Importante mencionar também que no common law e especificamente no caso da Austrália, existem os chamados Acts, que organizam a legislação sobre um determinado tema. Nesses Acts, é possível atribuir poderes a autoridades locais, como por exemplo ministros. O direito ambiental deve operar de forma a estar de acordo com todo o contexto constitucional do país, como acontece no Brasil. Porém, na Austrália, a sua constituição não aborda muito sobre o meio ambiente, já que é considerado uma questão estadual, sendo, portanto, competência dos estados estabelecer as leis a esse respeito.

Nesse sentido, foram criadas as EPAs, as Environment Protection Authorities, que são os órgãos ambientais reguladores de cada estado. Essas entidades fazem parcerias com empresas, governos e com a comunidade para reduzir a poluição e o desperdício, proteger a saúde humana e prevenir a degradação do meio ambiente. Essa autoridade foi criada no Protection of the Environment Administration Act 1991 (POEA Act).

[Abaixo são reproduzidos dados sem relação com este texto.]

PR #1280, opened 2023-10-10
driver/powerdriver: ykushpower: board_name support

PaulVittorino:
**Description**
When 6425df99a2de31563d96fa33f2ba65a2d669c84d switched from `pykush` to `ykushcmd`, support for the [YKUSH 3](https://www.yepkit.com/product/300110/YKUSH3) and [YKUSH XS](https://www.yepkit.com/product/300115/YKUSHXS) was lost. Restore support for those boards by passing the `board_name` argument to `ykushcmd`. The `board_name` is an optional argument for the `YKUSHPowerPort` and `NetworkYKUSHPowerPort` resources.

Um dos “Acts” mais importantes e que mais estudamos na matéria de Environmental Law foi o EPBC Act. Essa lei permite que o Governo australiano se junte aos Estados e territórios para proporcionar um esquema verdadeiramente nacional de proteção do ambiente e do patrimônio e de conservação da biodiversidade. A Lei EPBC concentra os interesses do Governo australiano na proteção de assuntos de importância ambiental nacional, tendo os estados e territórios a responsabilidade por assuntos de importância estatal e local. Podemos ver, portanto, que o modelo ambiental australiano se parece bastante com o brasileiro, dividindo a responsabilidade e a fiscalização entre a União, os Estados e os Municípios, de acordo com o interesse predominante no caso.

Portanto, torna-se um pouco mais fácil perceber as diferenças primordiais entre o ensino jurídico na Austrália e no Brasil que, como visto, possuem muitos pontos comuns, apesar de adotarem sistemas jurídicos diferentes. Ambos utilizam o método de participação dos alunos nas aulas e nas atividades como base, deixando de se basear na mera explanação do professor, apesar de o Brasil poder explorar muito mais esse tipo de ensino, que não é adotado em todas as universidades, mas sem dúvidas contribui para a formação de pensamento crítico e maior independência nos alunos.